It was all he could think of doing. There couldn’t be any other way.

The Lacrimae groaned to a thirty degree angle, dipping further into the whirlpool. Spray and wind hammered her from all sides. A loosed cannon crashed across the deck, crushing two of Ilya’s men and sending their chests of Salka eggs spilling over the side.

“Leave them!” Ilya screamed to the others, pressing on.

More warships fell into the void, Seer sorcery powerless against the sea’s rage. Vessels slammed together, wood shattering, sails tangling and snapping like dry chicken bones.

Hurry, Aodhán told himself, staggering after Ilya. HURRY!

One of the Sealord’s ships, its zealous crew accepting their doom, circled alongside the Lacrimae from below and fired a full broadside. The deck disappeared in smoke and splinters. Aodhán found himself clinging to the mainmast, which was now almost horizontal, the whole warship on her side and floundering. He blinked blood and seawater. Ilya crouched farther up the mast, still clinging to the chest. Her hat was gone, and her hair tangled and stuck to her face. A large splinter jutted from her right thigh. She limped away.

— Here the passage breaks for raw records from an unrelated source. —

PR #806, opened 2024-12-03
Add issue references to Issue model

avkranenburg:
This adds the short, relative and full reference for an issue.

### DIFF
--- a/NGitLab/Models/References.cs
+++ b/NGitLab/Models/References.cs
@@ -5,11 +5,11 @@ namespace NGitLab.Models;
 public class References
 {
     [JsonPropertyName("short")]
-    public string Short;
+    public string Short { get; set; }
 
     [JsonPropertyName("relative")]
-    public string Relative;
+    public string Relative { get; set; }
 
     [JsonPropertyName("full")]
-    public string Full;
+    public string Full { get; set; }
 }
--- a/NGitLab/Models/References.cs
+++ b/NGitLab/Models/References.cs
@@ -1,0 +1,15 @@
+﻿using System.Text.Json.Serialization;
+
+namespace NGitLab.Models;
+
+public class References
+{
+    [JsonPropertyName("short")]
+    public string Short;
+
+    [JsonPropertyName("relative")]
+    public string Relative;
+
+    [JsonPropertyName("full")]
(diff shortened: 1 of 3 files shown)


NGitLab/Models/References.cs
```diff
@@ -0,0 +1,15 @@
+﻿using System.Text.Json.Serialization;
+
+namespace NGitLab.Models;
+
+public class References
+{
+    [JsonPropertyName("short")]
+    public string Short;
```
louis-z: Please define these public fields as properties instead.

louis-z (changes requested):

NGitLab/Models/References.cs
avkranenburg: Done, but is there a reason why other classes like User, Issue, Author, Assignee and Milestone are not using properties? (I used fields to be consistent)

louis-z: Older types use fields but when introducing new types we try to enforce use of properties.

NGitLab/PublicAPI.Unshipped.txt
```diff
@@ -2117,6 +2117,7 @@ NGitLab.Models.Issue.MergeRequestsCount.get -> int
 NGitLab.Models.Issue.MergeRequestsCount.set -> void
 NGitLab.Models.Issue.Milestone -> NGitLab.Models.Milestone
 NGitLab.Models.Issue.MovedToId -> int?
+NGitLab.Models.Issue.References -> NGitLab.Models.References
```
louis-z: @avkranenburg, you're still missing info in this file. Also, this line is not at the correct location; it should be right after the next one, to remain sorted.

If you're using Visual Studio, I would recommend that you
- Undo all changes to the file (i.e. bring it back to the state it's in in the `main` branch)
- Use the IDE's embedded refactoring and select "Fix all occurrences in: **Solution**"

image

If you're using VS Code, Rider or something else, I'm not sure how to achieve the same effect.

avkranenburg: I don't use it often but do have it installed, will use that!

louis-z (approved):

PR #810, opened 2024-12-13
Event's Id sould be long type

stevenxi:
We got json deserialize exception when loading events for an user.

As the 'Id' field overflows integer. So it has to be long.


louis-z:
Hi @stevenxi,

Thanks for your contribution, but your changes entail a breaking API change so we can't currently accept this PR.

Note however that we're currently planning on converting most (if not all) `int` IDs to `long` and subsequently bumping the major version. Refer to #491.

PR #825, opened 2025-01-07
Make sure GetTree() in mock reproduces behavior on GitLab

DomLatr:


NGitLab.Mock.Tests/UsingVerify/RepositoryMockTests.cs
```diff
@@ -26,10 +24,10 @@ public void Test_get_tree_when_subdirectory_does_not_exist_throws_not_found()
         var repository = client.GetRepository(1);
 
         // Act
-        var handler = () => repository.GetTreeAsync(new RepositoryGetTreeOptions { Path = "non-existing-directory" });
+        var tree = repository.GetTreeAsync(new RepositoryGetTreeOptions { Path = "non-existing-directory" });
```
louis-z: The `GetTreeAsync` method is not async, but returns a `GitLabCollectionResponse<Tree>`... which can then be enumerated synchronously or asynchronously.

(The method naming is unfortunate as it suggests the call can be awaited. We should probably revisit that name in an ulterior major version, but that's beside the point here. 😁)

Perhaps renaming `tree` to `treeCollection` might be a good idea. What do you think?

NGitLab.Mock/Repository.cs
```diff
@@ -552,6 +552,11 @@ internal IEnumerable<Tree> GetTree(RepositoryGetTreeOptions repositoryGetTreeOpt
 
         if (tree is null)
         {
+            // Based on test GetAllTreeObjectsAtInvalidPath(), default behavior for
+            // GetTree() when Path doesn't exists should be to return empty
```
louis-z:
```suggestion
            // As confirmed by the GetAllTreeObjectsAtInvalidPath() test, GitLab's behavior for
            // GetTree() when Path doesn't exist is to return an empty collection.
```

louis-z (changes requested):

louis-z (approved):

Aodhán crawled along the mast. The song rose, and the whirlpool consumed ship after ship. The mast took him above the chaos as water swallowed the Lacrimae’s decks. Ahead, Ilya had stopped where the mainmast had splintered off. Her shoulders slumped.

“Look at this,” she said. “The sea has always been our enemy. Here you are, trying to save it.”

“Give it back,” Aodhán said. “You have to give it back!”

“You don’t understand.” Ilya looked back, her visible eye tearful. “If you found a way to bring your father back, would you do anything to make it happen?”

Aodhán blinked. “Your child…”

“In Yun Shin there are sorcerers who can undo death, granted the material. What greater fuel for such magic than the Heart of the Sea and the spawn of its magical children?” Ilya’s voice sounded distant, her eye unfocused. “This was supposed to be my victory. All my life, I’ve been fighting this cursed sea and the men who think they rule it. I rose this high to bring it all down. Even if I must murder the sea and everything in it, I will have my family back… and if I can’t, at least I can take them with me, this ocean and all of its temptations that drive men mad.”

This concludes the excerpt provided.